▶ [Task statement]:
Looking at the entries, say how many lines contain the string "seems". Offer nothing besides the number.

--- START ---

PR #2497, opened 2019-06-17
Disable file locking by default and mark depreciated

haircommander:
File locking adds runtime overhead and thus should be opted into as a user. Disable it by default here

### DIFF
--- a/cmd/crio/config.go
+++ b/cmd/crio/config.go
@@ -46,9 +46,11 @@ var commentedConfigTemplate = template.Must(template.New("config").Parse(`
 {{ range $opt := .StorageOptions }}{{ printf "#\t%q,\n" $opt }}{{ end }}#]
 
 # If set to false, in-memory locking will be used instead of file-based locking.
+# **Deprecated** this option will be removed in the future.
 file_locking = {{ .FileLocking }}
 
 # Path to the lock file.
+# **Deprecated** this option will be removed in the future.
 file_locking_path = "{{ .FileLockingPath }}"
 
 
--- a/cmd/crio/main.go
+++ b/cmd/crio/main.go
@@ -361,9 +361,11 @@ func main() {
 			Name:  "storage-opt",
 			Usage: fmt.Sprintf("storage driver option (default: %q)", defConf.StorageOptions),
 		},
+		// XXX: DEPRECATED
 		cli.BoolFlag{
-			Name:  "file-locking",
-			Usage: fmt.Sprintf("enable or disable file-based locking (default: %t)", defConf.FileLocking),
+			Name:   "file-locking",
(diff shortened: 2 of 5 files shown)


rhatdan:
Please explain why this change is being made?

rhatdan:
I think we should document the ramifications of this change in the config file.  

Why do we have an option for file locking at all?

haircommander:
I don't really know why we have the option to be honest. @mrunalp any insight here?

mrunalp:
This came from a libpod option. Hindsight, we shouldn't have added it at all. We can default to false, deprecate it and then remove it in next release.

rhatdan:
SGTM

cmd/crio/main.go
```diff
@@ -362,9 +362,10 @@ func main() {
 			Name:  "storage-opt",
 			Usage: fmt.Sprintf("storage driver option (default: %q)", defConf.StorageOptions),
 		},
+		// XXX: DEPRECATED
 		cli.BoolFlag{
 			Name:  "file-locking",
-			Usage: fmt.Sprintf("enable or disable file-based locking (default: %t)", defConf.FileLocking),
+			Usage: fmt.Sprintf("enable or disable file-based locking (depreciated) (default: %t)", defConf.FileLocking),
```
saschagrunert: Do we want to use `deprecated` instead of `depreciated`?

rhatdan: Should we just Hide the option.  I see no reason to continue to document an option that we no longer want to support.  We can put a reference into the man page, but no reason to show the option crio --help

cmd/crio/config.go
```diff
@@ -46,9 +46,11 @@ var commentedConfigTemplate = template.Must(template.New("config").Parse(`
 {{ range $opt := .StorageOptions }}{{ printf "#\t%q,\n" $opt }}{{ end }}#]
 
 # If set to false, in-memory locking will be used instead of file-based locking.
+# **Depreciated** this option will be removed in the future.
```
TomSweeneyRedHat: Deprecated through out please.  Deprecated == obsolete, Depreciated == less monetary value

cmd/crio/main.go
TomSweeneyRedHat: Any concerns about people already using the option and adjustments they might need to make?

cmd/crio/config.go
haircommander: :O thanks!

cmd/crio/main.go
haircommander: I am personally not concerned about it. I don't think it's thought about very much

rhatdan: Existing users will continue to work, if hidden, and document the deprecation in the man page.

haircommander:
@TomSweeneyRedHat @saschagrunert @vrothberg @mrunalp @umohnani8 @rhatdan PTAL

PR #2498, opened 2019-06-18
[1.14] Add global_auth_file option to crio.image config

umohnani8:
Add a global_auth_file option under crio.image to
the crio config. This option points to a json file
that holds the credentials required to pull images
from a secure registry. The json file is similar to
that of .docker/config.json.

Will forward-port to master as well.

### DIFF
--- a/docs/crio.conf.5.md
+++ b/docs/crio.conf.5.md
@@ -184,11 +184,14 @@ CRI-O reads its configured registries defaults from the system wide containers-r
 **default_transport**="docker://"
   Default transport for pulling images from a remote container storage.
 
+**global_auth_file**=""
+  The path to a file like /var/lib/kubelet/config.json holding credentials necessary for pulling images from secure registries.
+
 **pause_image**="k8s.gcr.io/pause:3.1"
   The image used to instantiate infra containers.
 
 **pause_image_auth_file**=""
- If not empty, the path to a docker/config.json-like file containing credentials necessary for pulling the image specified by pause_image above.
+ The path to a file like /var/lib/kubelet/config.json holding credentials specific to pulling the pause_image from above.
 
 **pause_command**="/pause"
   The command to run to have a container stay in the paused state.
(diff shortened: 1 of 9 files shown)


umohnani8:
@mrunalp @mtrmac @haircommander PTAL

haircommander:
LGTM

docs/crio.conf.5.md
```diff
@@ -184,6 +184,9 @@ CRI-O reads its configured registries defaults from the system wide containers-r
 **default_transport**="docker://"
   Default transport for pulling images from a remote container storage.
 
+**global_auth_file**=""
+  If not empty, the path to a docker/config.json-like file containing credentials necessary for pulling images from secure registries.
```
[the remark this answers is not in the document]
umohnani8: Fixed up the docs and comments

pkg/storage/image.go
```diff
@@ -407,7 +408,11 @@ func (svc *imageService) PullImage(systemContext *types.SystemContext, imageName
 		return nil, err
 	}
 	if options == nil {
-		options = &copy.Options{}
+		options = &copy.Options{
+			SourceCtx: &types.SystemContext{
+				AuthFilePath: svc.globalAuthFile,
+			},
```
mtrmac: Looking at current non-test callers, this will never trigger AFAICS; both are passing a non-nil `options`.

(And if `svc.globalAuthFile` is effectively never used, it should not exist.)

There are _quite a few_ other callers that refer to the image via `ImageReference.NewImage{,Source}`; shouldn’t all of them also have the `AuthFilePath` value set up, at some point?

I don’t quite know how to think about the conceptual separation between `ImageServer` and its callers; still, the current placement of the `AuthFilePath` option seems incomplete/inconsistent.

umohnani8: The main place we need this authFile to be set is when pulling down images right? I was looking at the other callers of `ImageReference.NewImage{}` and don't think those need AuthFilePath value set up. If you are worried about a particular part, can you point me to it in case I missed it.

mtrmac: https://github.com/cri-o/cri-o/pull/2510

But, wow, what a maze.  The `alltransports.ParseImageName` in `imageService.getRef` opens up many… possibilities.

umohnani8:
Closing in favour of #2510

PR #2500, opened 2019-06-19
WIP: Update RemoveImage to never fail

saschagrunert:
The CRI API protocol definition states that the RPC `RemoveImage` should
be idempotent, and must not return an error if the image has already
been removed or is not parsable. All test cases have been adapted as
well.

Relates to https://github.com/kubernetes-sigs/cri-tools/issues/472

This is the 2500th PR! :tada:

### DIFF
--- a/server/image_remove.go
+++ b/server/image_remove.go
@@ -10,7 +10,12 @@ import (
 	pb "k8s.io/cri-api/pkg/apis/runtime/v1alpha2"
 )
 
-// RemoveImage removes the image.
+// RemoveImage removes the image. If the image does not exist, then this
+// function should not error at all.
+//
+// For further documentation, see:
+// https://github.com/kubernetes/cri-api/blob/261df499b74595bc2ce546130f1edfcc6f05d2c1/pkg/apis/runtime/v1alpha2/api.proto#L123-L124
+// https://github.com/kubernetes/kubernetes/blob/71a7be41e0518a7df549eb1fa7b51e7c647d985b/pkg/kubelet/dockershim/docker_image.go#L122-L156
 func (s *Server) RemoveImage(ctx context.Context, req *pb.RemoveImageRequest) (resp *pb.RemoveImageResponse, err error) {
 	const operation = "remove_image"
 	defer func() {
@@ -18,7 +23,7 @@ func (s *Server) RemoveImage(ctx context.Context, req *pb.RemoveImageRequest) (r
 		recordError(operation, err)
 	}()
 
-	logrus.Debugf("RemoveImageRequest: %+v", req)
+	logrus.Debugf("%s: request: %+v", operation, req)
 	image := ""
 	img := req.GetImage()
 	if img != nil {
@@ -27,11 +32,8 @@ func (s *Server) RemoveImage(ctx context.Context, req *pb.RemoveImageRequest) (r
 	if image == "" {
 		return nil, fmt.Errorf("no image specified")
 	}
-	var (
-		images  []string
-		deleted bool
-	)
-	images, err = s.StorageImageServer().ResolveNames(s.systemContext, image)
+
+	images, err := s.StorageImageServer().ResolveNames(s.systemContext, image)
 	if err != nil {
 		if err == storage.ErrCannotParseImageID {
 			images = append(images, image)
@@ -42,16 +44,12 @@ func (s *Server) RemoveImage(ctx context.Context, req *pb.RemoveImageRequest) (r
 	for _, img := range images {
 		err = s.StorageImageServer().UntagImage(s.systemContext, img)
 		if err != nil {
-			logrus.Debugf("error deleting image %s: %v", img, err)
+			logrus.Infof("%s: error deleting image %s: %v", operation, img, err)
 			continue
 		}
-		deleted = true
 		break
 	}
-	if !deleted && err != nil {
-		return nil, err
-	}
 	resp = &pb.RemoveImageResponse{}
-	logrus.Debugf("RemoveImageResponse: %+v", resp)
+	logrus.Debugf("%s: response: %+v", operation, resp)
 	return resp, nil
 }
--- a/server/image_remove_test.go
+++ b/server/image_remove_test.go
@@ -11,7 +11,7 @@ import (
 )
 
 // The actual test suite
-var _ = t.Describe("ImageRemove", func() {
+var _ = t.Describe("RemoveImage", func() {
 	// Prepare the sut
 	BeforeEach(func() {
 		beforeEach()
@@ -21,7 +21,7 @@ var _ = t.Describe("ImageRemove", func() {
 
 	const imageID = "imageID"
 
-	t.Describe("ImageRemove", func() {
+	t.Describe("RemoveImage", func() {
 		It("should succeed", func() {
 			// Given
 			gomock.InOrder(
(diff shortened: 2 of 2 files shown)


server/image_remove.go
```diff
@@ -17,41 +16,36 @@ func (s *Server) RemoveImage(ctx context.Context, req *pb.RemoveImageRequest) (r
...
+	logrus.Debugf("%s: request: %+v", operation, req)
 	image := ""
 	img := req.GetImage()
 	if img != nil {
 		image = img.Image
 	}
 	if image == "" {
-		return nil, fmt.Errorf("no image specified")
+		logrus.Infof("%s: no image specified in request", operation)
+		return resp, nil
```
vrothberg: Just to double check: An empty string qualifies as "not parsable", right?

server/image_remove.go
```diff
@@ -17,41 +16,36 @@ func (s *Server) RemoveImage(ctx context.Context, req *pb.RemoveImageRequest) (r
...
-	var (
-		images  []string
-		deleted bool
-	)
-	images, err = s.StorageImageServer().ResolveNames(s.systemContext, image)
+
+	images, err := s.StorageImageServer().ResolveNames(s.systemContext, image)
 	if err != nil {
 		if err == storage.ErrCannotParseImageID {
 			images = append(images, image)
```
vrothberg: Can we drop a comment for that special case linking to the CRI doc mentioning that?

server/image_remove.go
```diff
@@ -17,41 +16,36 @@ func (s *Server) RemoveImage(ctx context.Context, req *pb.RemoveImageRequest) (r
...
 		} else {
-			return nil, err
+			logrus.Infof("%s: unable to resolve image %q: %v", operation, image, err)
+			return resp, nil
```
vrothberg: I think we need to return this error. Otherwise, we'd mask errors from, for instance, `sysregistriesv2`.

saschagrunert:
> Could we add some links/references to the CRI docs mentioning that? Especially the fact that parsing errors should be ignored sounds exotic enough for readers of the code to get stuck.

The only documentation I found was this one:
https://github.com/kubernetes/cri-api/blob/261df499b74595bc2ce546130f1edfcc6f05d2c1/pkg/apis/runtime/v1alpha2/api.proto#L123-L124

I think more does not exist, so I'm unsure If we still should return errors. WDYT?

server/image_remove.go
saschagrunert: Yes :+1:

vrothberg:
@saschagrunert, using that as a link (or only the file link in case the lines change) should suffice.

>  // This call is idempotent, and must not return an error if the image has
// already been removed.

I think we still need to return all errors other than the _already-removed_ case.

Do you have a reference for ignoring the parsing errors?

server/image_remove.go
saschagrunert: I added further docs above the function.

saschagrunert:
> I think we still need to return all errors other than the _already-removed_ case.

I agree and finally got it now.

> Do you have a reference for ignoring the parsing errors?

Yeah I added the reference implementation and the docs about the CRI API.

PTAL and thanks for taking your time to review this :pray:

server/image_remove.go
```diff
@@ -42,16 +45,11 @@ func (s *Server) RemoveImage(ctx context.Context, req *pb.RemoveImageRequest) (r
...
 		if err != nil {
-			logrus.Debugf("error deleting image %s: %v", img, err)
+			logrus.Infof("%s: error deleting image %s: %v", operation, img, err)
 			continue
 		}
-		deleted = true
 		break
 	}
-	if !deleted && err != nil {
-		return nil, err
```
vrothberg: I'm still a bit scared about removing the errors entirely. In case an image has already been removed (or doesn't exist in general), we should get a `containers/image/storage.ErrNoSuchImage` (https://github.com/containers/image/blob/master/storage/storage_reference.go#L56) and only those should be ignored while others should be returned.

@nalind @mtrmac PTAL

saschagrunert: The issue originates from the flaking critest suite when running in parallel. The error I saw there was mainly "layer not known" because another test already removed the layer:
https://github.com/containers/storage/blob/4442d3aa2f8218e930c389535d26496edd0e07e6/errors.go#L15

vrothberg: This sounds like a bug in c/storage. @nalind, @rhatdan, @giuseppe can you have a look at that? I'll be heading to the train station in a bit.

server/image_remove.go
```diff
@@ -10,15 +10,21 @@ import (
 	pb "k8s.io/cri-api/pkg/apis/runtime/v1alpha2"
 )
 
-// RemoveImage removes the image.
+// RemoveImage removes the image. If the image does not exist, then this
+// function should not error at all.
+//
+// For further documentation, see:
+// https://github.com/kubernetes/cri-api/blob/261df499b74595bc2ce546130f1edfcc6f05d2c1/pkg/apis/runtime/v1alpha2/api.proto#L123-L124
+// https://github.com/kubernetes/kubernetes/blob/71a7be41e0518a7df549eb1fa7b51e7c647d985b/pkg/kubelet/dockershim/docker_image.go#L122-L156
```
mtrmac: Note that this implements something rather different in general: it removes all tags of the image and then presumably the image, whereas this implementation, via `UntagImage`, will just remove a tag(/digest?) if the input is a tag, leaving the image itself around.

(Assuming the comments at the link are correct and the input can only be an image ID, there probably isn’t a difference… but there are way too many abstraction layers that are way too liberal about the input they accept, so it’s hard to be sure.)

server/image_remove.go
mtrmac: I agree that a “layer not known” seems like a problem in c/storage if the caller is not manipulating layers individually.

> I'm still a bit scared about removing the errors entirely. In case an image has already been removed (or doesn't exist in general), we should get a containers/image/storage.ErrNoSuchImage (https://github.com/containers/image/blob/master/storage/storage_reference.go#L56) and only those should be ignored while others should be returned.

Yes, ideally. OTOH, with all the abstraction layers involved and all the helpful flexible helpers, it’s not _trivially_ obvious that the destination is always c/storage. AFAICS it _is_ the case, but only because `ResolveNames` enforces the input to be an image ID or a docker reference; without that, `UntagImage` would happily try to remove a `dir:latest`.

server/image_remove.go
```diff
@@ -10,15 +10,21 @@ import (
...
 func (s *Server) RemoveImage(ctx context.Context, req *pb.RemoveImageRequest) (resp *pb.RemoveImageResponse, err error) {
 	const operation = "remove_image"
 	defer func() {
 		recordOperation(operation, time.Now())
 		recordError(operation, err)
 	}()
+	resp = &pb.RemoveImageResponse{}
```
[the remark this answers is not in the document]
saschagrunert: I agree and changed it as suggested.

saschagrunert:
Rebased on top of the latest master branch to get in the latest CI fixes.

vrothberg:
https://github.com/cri-o/cri-o/pull/2500/files#r295275846 still holds. I don't think we can ignore these errors.

server/image_remove.go
vrothberg: Ewww. Well, we still cannot just ignore the errors here.

saschagrunert:
I will close this for now. Since the issue seems to be storage related I don't see any reason for changing the `RemoveImage` implementation.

--- END ---

▶ [Task solution]:
3